PR #918, opened 2018-04-09
Fix issue where a commit could yield a result breaking connect async.waterfall

hyperlink:


aikar:
@hyperlink how is this an issue? the next function doesn't even consume the input.

It would just be discarded. The only thing I see this change doing is dropping whatever the commit responded with and sending null instead.

But since the next function doesn't consume the previous response, how does that change anything?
##########
## YOUR OBJECTIVE
Each entry is to be output exactly as it was written.

## WRITTEN ANSWER
PR #918, opened 2018-04-09
Fix issue where a commit could yield a result breaking connect async.waterfall

hyperlink:


aikar:
@hyperlink how is this an issue? the next function doesn't even consume the input.

It would just be discarded. The only thing I see this change doing is dropping whatever the commit responded with and sending null instead.

But since the next function doesn't consume the previous response, how does that change anything?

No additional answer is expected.